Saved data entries

PR #604, opened 2026-07-23
fix: serialize empty BinaryRow with fixed part

### LINKED ISSUE #603: BinaryRow::new(0) emits truncated bytes in native DataSplit serialization
### Search before asking

### Please describe the bug 🐞

`BinaryRow::new(0).to_serialized_bytes()` currently emits only the 4-byte big-endian arity:

```text
00 00 00 00
```

This is a truncated Paimon `BinaryRow`. The Java reference implementation initializes `BinaryRow.EMPTY_ROW` with its 8-byte fixed part, so `SerializationUtils.serializeBinaryRow(BinaryRow.EMPTY_ROW)` emits 12 bytes:

```text
00 00 00 00 00 00 00 00 00 00 00 00
|-- arity --| |-------- fixed part --------|
```

The problem is exposed by the native `DataSplit` codec added in #565. `DataSplit::serialize()` calls `partition.to_serialized_bytes()`, while `DataSplit::deserialize()` calls the strict `BinaryRow::from_serialized_bytes()` decoder. A non-partitioned split built with the commonly used `BinaryRow::new(0)` therefore cannot deserialize its own output:

```rust
let split = DataSplit::builder()
    .with_snapshot(1)
    .with_partition(BinaryRow::new(0))
    .with_bucket(0)
    .with_bucket_path("file:/tmp/bucket-0".to_string())
    .with_total_buckets(1)
    .with_data_files(vec![])
    .build()
    .unwrap();

let bytes = split.serialize().unwrap();
DataSplit::deserialize(&bytes).unwrap();
```

The last line fails with:

```text
BinaryRow: serialized body too short for arity 0: 0 bytes, need at least 8
```

The existing history confirms that the serializer, rather than the decoder, is wrong:

- #349 established that a Java-compatible empty `BinaryRow` contains the 4-byte arity and the 8-byte null bitmap/fixed part, and introduced `EMPTY_SERIALIZED_ROW`.
- #364 correctly made `BinaryRow::from_serialized_bytes()` reject a truncated body. That validation should not be weakened.
- #565 added native `DataSplit` deserialization and non-empty Java goldens, but does not cover a split whose partition is `BinaryRow::new(0)`.

I also verified the Java side directly with the Maven Central `org.apache.paimon:paimon-bundle:1.4.2` artifact:

- `SerializationUtils.serializeBinaryRow(BinaryRow.EMPTY_ROW)` returns 12 bytes.
- Java `DataSplit#serialize` / `DataSplit#deserialize` round-trips an empty-partition split.
- The Java-generated empty-partition DataSplit is 77 bytes.

Expected behavior: serializing the canonical Rust empty row should produce the same 12-byte representation as Java, and an empty-partition native DataSplit should deserialize and reserialize successfully.

### Solution

Normalize only the canonical in-memory stub (`arity == 0 && data.is_empty()`) in `BinaryRow::to_serialized_bytes()` by returning the existing `EMPTY_SERIALIZED_ROW`.

This keeps the strict decoder from #364 unchanged, preserves normal populated-row serialization, and restores compatibility with Java without changing the DataSplit wire version.

Add regression tests for:

- the exact 12-byte Java wire representation of `BinaryRow::new(0)`;
- an empty-partition DataSplit against bytes generated by Java Paimon 1.4.2;
- deserialize and byte-stable reserialize of that split.

yanbinyang:
### Purpose

Linked issue: close #603

`BinaryRow::new(0)` is an in-memory stub with no backing bytes. Its `to_serialized_bytes()` method consequently emitted only the 4-byte arity, although Paimon's schemaless BinaryRow format also requires the 8-byte fixed part. Native DataSplit serialization therefore produced bytes that its strict decoder correctly rejected for non-partitioned tables.

This is consistent with the existing fixes in #349 and #364: the empty-row writer must emit the Java-compatible 12-byte value, while the decoder must continue rejecting truncated bodies. The missing case became visible after #565 added native DataSplit deserialization.

### Brief change log

- Normalize `arity == 0 && data.is_empty()` in `BinaryRow::to_serialized_bytes()` to the existing `EMPTY_SERIALIZED_ROW`.
- Add a BinaryRow regression test for the exact 12-byte Java wire representation.
- Add an empty-partition DataSplit native round-trip test using bytes generated by Apache Paimon Java 1.4.2.

### Tests

- Independent Java verification with Maven Central `org.apache.paimon:paimon-bundle:1.4.2`:
  - empty BinaryRow serde is byte-stable and 12 bytes;
  - empty-partition DataSplit serde round-trips;
  - generated DataSplit bytes are 77 bytes.
- `cargo +1.92 test -p paimon --lib` — 1899 passed, 0 failed, 1 ignored.
- `cargo +1.92 clippy -p paimon --all-targets -- -D warnings` — passed.
- `cargo +1.92 fmt --all -- --check` — passed.

### API and Format

No API or wire-version change. This fixes the arity-zero serialization path to conform to the existing Java BinaryRow format. Populated rows are unchanged, and the strict decoder remains unchanged.

### Documentation

No documentation update is required. The serializer comment records why the canonical empty row needs normalization.


JingsongLi (approved):
+1

PR #605, opened 2026-07-23
ci: install cargo-about CLI on Intel macOS

XiaoHongbo-Hope:
## What

- keep the prebuilt cargo-about install path on supported runners
- install cargo-about 0.9.1 with the required cli feature on macos-15-intel
- apply the fix to both Python and Go release workflows

## Why

The v0.3.0-rc1 Python release failed because taiki-e/install-action fell back to a source install on x86_64 macOS without enabling cargo-about's cli feature. The step reported success but did not install the cargo-about binary. The Go release workflow uses the same path.

Failed run: https://github.com/apache/paimon-rust/actions/runs/30012257692

## Verification

- parsed both modified workflows as YAML
- git diff --check


QuakeWang (approved):
+1

PR #608, opened 2026-07-24
feat(c): export vector-search projection over the C FFI

JunRuiLee:
### Purpose

The C FFI vector-search builder (`bindings/c/src/vector_search.rs`) exposed
`with_vector_column` / `query_vector` / `limit` / `options` / `filter` /
`execute_read`, but not projection. C callers therefore could not restrict the
materialized columns and always read every user column (plus the search score),
even though the Rust `VectorSearchBuilder` already supports `with_projection`.

### Changes

- Add `paimon_vector_search_builder_with_projection(builder, columns)`, mirroring
  `paimon_read_builder_with_projection`: `columns` is a null-terminated array of
  null-terminated C strings (pass `null` to clear). Names are stored on the
  builder state and applied in `execute_read` via `with_projection`.
- Column-name validation is deferred to `execute_read` (the core
  `VectorSearchBuilder::with_projection` is infallible and resolves the projection
  when the search runs), so an unknown projected column surfaces as an error from
  `execute_read` rather than from the setter.
- Add a compile-time C ABI signature guard for the new symbol.

Only `execute_read` is affected; the search-only paths are unchanged.

### Tests

- `vector_search_pk_projection_restricts_columns`: projecting `["id"]` through
  `execute_read` materializes only `id` + `__paimon_search_score` (the vector
  column is excluded), matching a Rust reference.
- `vector_search_projection_unknown_column_errors_at_execute_read`: an unknown
  projected column fails loud at `execute_read`.

`cargo test -p paimon-c`, `cargo fmt --all --check`, and
`cargo clippy -p paimon-c --all-targets -- -D warnings` all pass.

### DIFF
--- a/bindings/c/src/tests.rs
+++ b/bindings/c/src/tests.rs
@@ -2474,3 +2474,146 @@ fn plan_from_split_bytes_rejects_garbage() {
     assert!(!r.error.is_null());
     unsafe { paimon_error_free(r.error) };
 }
+
+// --- Vector-search projection through execute_read ------------------------
+
+/// Core Rust reference: sorted output column names materialized by `execute_read`
+/// under an optional projection.
+fn rust_execute_read_column_names(
+    table: &Table,
+    column: &str,
+    query: Vec<f32>,
+    limit: usize,
+    projection: Option<&[&str]>,
+) -> Vec<String> {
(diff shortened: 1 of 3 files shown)


JingsongLi (approved):
+1

PR #610, opened 2026-07-24
perf(table): search global index fields concurrently

QuakeWang:
### Purpose

The global index scanner only parallelized shard reads within a single field. For multi-field `AND` predicates, indexed fields were still evaluated sequentially, leaving the configured I/O concurrency underutilized.

### Brief change log

  - Evaluate independent indexed fields concurrently.
  - Share one scan-scoped semaphore across all shard reads so total I/O concurrency stays within `global-index.thread-num`.
  - Add regression coverage for result correctness and the shared concurrency limit.

### Tests


JingsongLi (approved):
+1

PR #613, opened 2026-07-26
fix(datafusion): return vector_search rows in best-first relevance order

XiaoHongbo-Hope:
Makes the DataFusion `vector_search` table function return rows in the index's
best-first relevance order (previously it re-read rows in physical file order, so the
first row was often not the most similar).

**What it does**
- Materializes the scored row-ids (best-first) from `execute_scored`, reads the matching
  rows (projection pushdown + internal `_ROW_ID`), then gathers them back into relevance
  rank and drops `_ROW_ID`. Output schema is unchanged.
- Casts columns to the provider schema (e.g. `Utf8` → DataFusion `Utf8View`) so string
  columns round-trip.
- Runs the search + read + gather in a custom execution-time `VectorSearchExec` (not at
  planning time), so `EXPLAIN` stays cheap and the work runs under the `TaskContext`.
- Keeps the full top-k for the ANN search and applies the outer `LIMIT` by truncating the
  already-ranked result before reading, so recall is unchanged and a large top-k with a
  small outer `LIMIT` only reads what it returns.

**Dependency / known limitation — needs #614**
This PR makes the scan honor the order of `SearchResult.row_ids`, but that order is only
fully correct once #614 is merged. On current `main`, `SearchResult::top_k` does **not**
sort when `candidate_count <= k` (i.e. `limit >= number of matched rows`), so for that
case the index returns rows in scored-map order and this scan faithfully reproduces it.
With #614, the ranking is correct for all limits.

Because of that, the string-column test asserts its hit set order-independently (the cast
is what it verifies); deterministic relevance ordering is covered by
`test_vector_search_orders_by_relevance`, which uses a top-k smaller than the candidate
count (the sorted/truncation path). Merge order: **#614 first, then rebase this PR** for
the full-ordering guarantee across all limits.

### DIFF
--- a/crates/integrations/datafusion/src/vector_search.rs
+++ b/crates/integrations/datafusion/src/vector_search.rs
@@ -24,6 +24,7 @@ use async_trait::async_trait;
 use datafusion::arrow::array::{
     Array, ArrayRef, Int64Array, RecordBatch, RecordBatchOptions, UInt32Array,
 };
+use datafusion::arrow::compute::cast;
 use datafusion::arrow::datatypes::SchemaRef as ArrowSchemaRef;
 use datafusion::catalog::Session;
 use datafusion::catalog::TableFunctionImpl;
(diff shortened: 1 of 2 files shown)


JingsongLi (approved):
+1

PR #614, opened 2026-07-26
fix(index): sort search top-k results by relevance when not truncating

XiaoHongbo-Hope:
> **Companion PR:** #613

`SearchResult::top_k` only sorted by score on the truncation path (candidates > k).
When `k >= candidate count`, it returned rows in the unordered scored-map / insertion
order instead of by relevance.

This went unnoticed because the row order was previously discarded downstream (row-range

* [What you have to do]:
Copy out each line of the data above, exactly, if it lies between the line holding "materialized columns and" and the line holding "when the search", inclusive; copy no other line.

* [Answer]:
materialized columns and always read every user column (plus the search score),
even though the Rust `VectorSearchBuilder` already supports `with_projection`.

### Changes

- Add `paimon_vector_search_builder_with_projection(builder, columns)`, mirroring
  `paimon_read_builder_with_projection`: `columns` is a null-terminated array of
  null-terminated C strings (pass `null` to clear). Names are stored on the
  builder state and applied in `execute_read` via `with_projection`.
- Column-name validation is deferred to `execute_read` (the core
  `VectorSearchBuilder::with_projection` is infallible and resolves the projection
  when the search runs), so an unknown projected column surfaces as an error from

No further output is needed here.